I mentioned that TestEnvironments unset the environment variable. They also unset other state. That includes that (I think) they would delete the trace files after it exits scope. For that reason, if this were me, I'd break on one of the last things in a test (some ShouldBe-type statement) and look at the path you'd set with MSBUILDDEBUGPATH. There should be a number of traces there.
Does that help?
Is this still an issue you're hitting? Were you ever able to retrieve logs?
I just retested with ./build.sh -test
and this is still an issue.
I will work on retrieving the logs. I haven't retried with the more detailed instructions.
@AR-May accidentally told me that it was possible to test in this environment, so assigning over :)
I saw PR #8073 had been merged. I tested and can confirm that two tests that were failing are now passing: Microsoft.Build.UnitTests.XmakeAttributesTest.TestArchitectureValuesMatch
and Microsoft.Build.UnitTests.XmakeAttributesTest.TestMergeArchitectureValues
.
I also see a new failing test Microsoft.Build.Engine.UnitTests.BackEnd.TaskHostFactory_Tests.VariousParameterTypesCanBeTransmittedToAndRecievedFromTaskHost
which reports "Shouldly.ShouldAssertException : False\n should be\nTrue\n but was not"
That test uses a task host explicitly, which likely indicates the code for starting up or (more likely?) connecting to a task host doesn't work on arm. I suspect there's something that explicitly looks for an x86/x64 process and doesn't find it or advertises itself as an x86/x64 process when it isn't.
Yes, I have the same idea that something is wrong when we try to connect to the task host, indeed. Unfortunately, I cannot see the issue in the code at this moment and I was not able to debug it step-by-step yet. I am trying to get there.
Also, btw, there are some tests failing in windows for me as well.
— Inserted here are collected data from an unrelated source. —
PR #114, opened 2018-09-18
dir: Support an eos.collection-id metadata key

mwleeds:
Currently flatpak looks for the key "xa.collection-id" in a remote's
metadata to decide whether to update its config with a collection ID.
This commit implements an Endless specific version of it,
eos.collection-id. The purpose of this is so that we can enable a
collection ID on the flathub remote for Endless users without enabling
it for all Flathub users, which is considered risky at the moment.
The Endless versions of flatpak and ostree have patches for various
bugs which other distributions don't have yet.

Eventually once Flathub deploys a collection ID for all users, this
patch should be dropped.

For more discussion see https://phabricator.endlessm.com/T19363#627411

https://phabricator.endlessm.com/T23414

### DIFF
--- a/common/flatpak-dir.c
+++ b/common/flatpak-dir.c
@@ -11498,6 +11498,7 @@ flatpak_dir_update_remote_configuration_for_state (FlatpakDir         *self,
     "xa.gpg-keys",
     "xa.redirect-url",
     "xa.collection-id",
+    "eos.collection-id", /* Endless specific and temporary */
     NULL
   };
 
@@ -11540,7 +11541,7 @@ flatpak_dir_update_remote_configuration_for_state (FlatpakDir         *self,
                     {
                       if (strcmp (key, "xa.redirect-url") == 0)
                         g_ptr_array_add (updated_params, g_strdup ("url"));
-                      else if (strcmp (key, "xa.collection-id") == 0)
+                      else if (strcmp (key, "xa.collection-id") == 0 || strcmp (key, "eos.collection-id") == 0)
                         g_ptr_array_add (updated_params, g_strdup ("collection-id"));
                       else
                         g_ptr_array_add (updated_params, g_strdup (key));


common/flatpak-dir.c
```diff
@@ -11498,6 +11498,7 @@ flatpak_dir_update_remote_configuration_for_state (FlatpakDir         *self,
     "xa.gpg-keys",
     "xa.redirect-url",
     "xa.collection-id",
+    "eos.collection-id", /* Endless specific and temporary */
```
pwithnall: Support for `eos.collection-id` also needs to be added in `app/flatpak-builtins-repo.c`. You might also need to add support for it in `flatpak_repo_update()` in `common/flatpak-utils.c`. Certainly the comment there (which mentions `xa.collection-id`) should be updated.

manuq:
Will this change affect scripts like `eos-stage-flatpak` ? https://github.com/endlessm/eos-meta/blob/master/eos-tech-support/eos-stage-flatpak#L73

mwleeds:
> Will this change affect scripts like `eos-stage-flatpak` ? https://github.com/endlessm/eos-meta/blob/master/eos-tech-support/eos-stage-flatpak#L73

The logic for updating the collection ID on a remote in `eos-stage-flatpak`/`eos-stage-ostree` is still valid regardless of what approach we go with here.

mwleeds:
> Would it be helpful if the key were defined to only be processed by sufficiently new libostree/flatpak versions? That's implicitly what we're doing here right?

Currently in either approach, here or in https://github.com/flatpak/flatpak/pull/2119, it's written so the key is only processed when flatpak is new enough, under the assumption that libostree is fairly updated as well (it's [guaranteed to be at least 2018.7](https://github.com/flatpak/flatpak/blob/master/configure.ac#L35)). I guess you're suggesting to change the upstream PR so that it only does anything if `OSTREE_META_KEY_DEPLOY_COLLECTION_ID` is defined, which seems like a good idea. The only reason I can think of not to do that is if some distribution were packaging ostree 2018.7 with bugfix patches applied but without the patch defining that key. But realistically Endless is probably the only one using this in the near term future.

mwleeds:
[The alternative approach](https://github.com/flatpak/flatpak/pull/2119) was merged. Closing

It seems like behavior in CI and behavior on my windows machine are different.
That test uses a task host explicitly, which likely indicates the code for starting up or (more likely?) connecting to a task host doesn't work on arm.
I suspect it would be closer to the logic of actually transmitting the data
Some places that might be relevant: https://github.com/dotnet/msbuild/blob/main/src/Shared/TaskHostConfiguration.cs https://github.com/dotnet/msbuild/blob/main/src/MSBuild/OutOfProcTaskHostNode.cs
Something went wrong during my attempt to set up the debugging and now msbuild repo fails to build on my machine. I had to switch to other issues, unfortunately. I might return to this issue later, when I have more time to fix builds on my arm64 machine.
Retested locally and confirmed all unit tests complete successfully.